***** DATA EXTRACTS *****

PR #22, opened 2018-11-21
A tiny JS world task

IrynaY:
### A Tiny JS World

[Demo](https://irynay.github.io/a-tiny-JS-world/) |
[Code base](https://github.com/IrynaY/a-tiny-JS-world/blob/gh-pages/index.js)

Please, review.

### DIFF
--- a/submissions/IrynaY/a_tiny_js_world/index.js
+++ b/submissions/IrynaY/a_tiny_js_world/index.js
@@ -1,9 +1,9 @@
 class Inhabitant{
-    constructor(species, name, gender, legs, speak, friends){
+    constructor(species, name, gender, speak, friends = [], legs = 2){
         this.species = species
         this.name = name
         this.gender = gender
-        this.legs = legs || 0
+        this.legs = legs
         this.speak = speak
         this.friends = friends
     }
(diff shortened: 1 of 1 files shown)


submissions/IrynaY/a_tiny_js_world/index.js
```diff
@@ -0,0 +1,34 @@
+class Inhabitant{
+    constructor(species, name, gender, legs, speak, friends){
+        this.species = species
+        this.name = name
+        this.gender = gender
+        this.legs = legs || 0
```
OleksiyRudenko: Right side part of `||` expression will work if left side part is [falsy](https://developer.mozilla.org/en-US/docs/Glossary/Falsy). So, in your particular case if parameter `legs` equals to zero then `this.legs` will be zero anyway since `0 || 0 == 0`. Normally `||` expression has anything non-zero and truthy on the right side.

Please, think about defaults for Inhabitant constructor parameters. It is also sensible that params that can have default values (e.g. legs count) come after params that are unlikely to have any default values (like e.g. name). Order of function/method params not necessarily the same as the order of setting object properties.

submissions/IrynaY/a_tiny_js_world/index.js
```diff
@@ -0,0 +1,34 @@
+class Inhabitant{
+    constructor(species, name, gender, legs, speak, friends){
```
OleksiyRudenko: See note on default values below.

submissions/IrynaY/a_tiny_js_world/index.js
```diff
@@ -0,0 +1,34 @@
...
+        this.speak = speak
+        this.friends = friends
+    }
+    getInfo(){
+        return Object.values(this).join("; ")
+    }
+}
+
+class Human extends Inhabitant{
+    constructor(name, gender, legs, hands, speak, friends){
```
OleksiyRudenko: See note on defaults above.

submissions/IrynaY/a_tiny_js_world/index.js
```diff
@@ -0,0 +1,34 @@
...
+        super("human", name, gender, legs, speak, friends)
+        this.hands = hands || 0
```
OleksiyRudenko: See note on `||` expressions above. I would suggest humans by default have 2 hands as we are building where all are born healthy and fully compliant to "tech specs" as provided for by mother nature.

submissions/IrynaY/a_tiny_js_world/index.js
```diff
@@ -0,0 +1,34 @@
...
+    }
+    getInfo(){
```
OleksiyRudenko: One of benefits of inheritance is that all class methods are inherited and there is no need to re-define those unless the implementation is different. Seems like your implementation is the same for both classes.

submissions/IrynaY/a_tiny_js_world/index.js
IrynaY: thanks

*****

## PROBLEM TO WORK ON:
The entries above, copied exactly, form the whole answer.

## ANSWER:
PR #22, opened 2018-11-21
A tiny JS world task

IrynaY:
### A Tiny JS World

[Demo](https://irynay.github.io/a-tiny-JS-world/) |
[Code base](https://github.com/IrynaY/a-tiny-JS-world/blob/gh-pages/index.js)

Please, review.

### DIFF
--- a/submissions/IrynaY/a_tiny_js_world/index.js
+++ b/submissions/IrynaY/a_tiny_js_world/index.js
@@ -1,9 +1,9 @@
 class Inhabitant{
-    constructor(species, name, gender, legs, speak, friends){
+    constructor(species, name, gender, speak, friends = [], legs = 2){
         this.species = species
         this.name = name
         this.gender = gender
-        this.legs = legs || 0
+        this.legs = legs
         this.speak = speak
         this.friends = friends
     }
(diff shortened: 1 of 1 files shown)


submissions/IrynaY/a_tiny_js_world/index.js
```diff
@@ -0,0 +1,34 @@
+class Inhabitant{
+    constructor(species, name, gender, legs, speak, friends){
+        this.species = species
+        this.name = name
+        this.gender = gender
+        this.legs = legs || 0
```
OleksiyRudenko: Right side part of `||` expression will work if left side part is [falsy](https://developer.mozilla.org/en-US/docs/Glossary/Falsy). So, in your particular case if parameter `legs` equals to zero then `this.legs` will be zero anyway since `0 || 0 == 0`. Normally `||` expression has anything non-zero and truthy on the right side.

Please, think about defaults for Inhabitant constructor parameters. It is also sensible that params that can have default values (e.g. legs count) come after params that are unlikely to have any default values (like e.g. name). Order of function/method params not necessarily the same as the order of setting object properties.

submissions/IrynaY/a_tiny_js_world/index.js
```diff
@@ -0,0 +1,34 @@
+class Inhabitant{
+    constructor(species, name, gender, legs, speak, friends){
```
OleksiyRudenko: See note on default values below.

submissions/IrynaY/a_tiny_js_world/index.js
```diff
@@ -0,0 +1,34 @@
...
+        this.speak = speak
+        this.friends = friends
+    }
+    getInfo(){
+        return Object.values(this).join("; ")
+    }
+}
+
+class Human extends Inhabitant{
+    constructor(name, gender, legs, hands, speak, friends){
```
OleksiyRudenko: See note on defaults above.

submissions/IrynaY/a_tiny_js_world/index.js
```diff
@@ -0,0 +1,34 @@
...
+        super("human", name, gender, legs, speak, friends)
+        this.hands = hands || 0
```
OleksiyRudenko: See note on `||` expressions above. I would suggest humans by default have 2 hands as we are building where all are born healthy and fully compliant to "tech specs" as provided for by mother nature.

submissions/IrynaY/a_tiny_js_world/index.js
```diff
@@ -0,0 +1,34 @@
...
+    }
+    getInfo(){
```
OleksiyRudenko: One of benefits of inheritance is that all class methods are inherited and there is no need to re-define those unless the implementation is different. Seems like your implementation is the same for both classes.

submissions/IrynaY/a_tiny_js_world/index.js
IrynaY: thanks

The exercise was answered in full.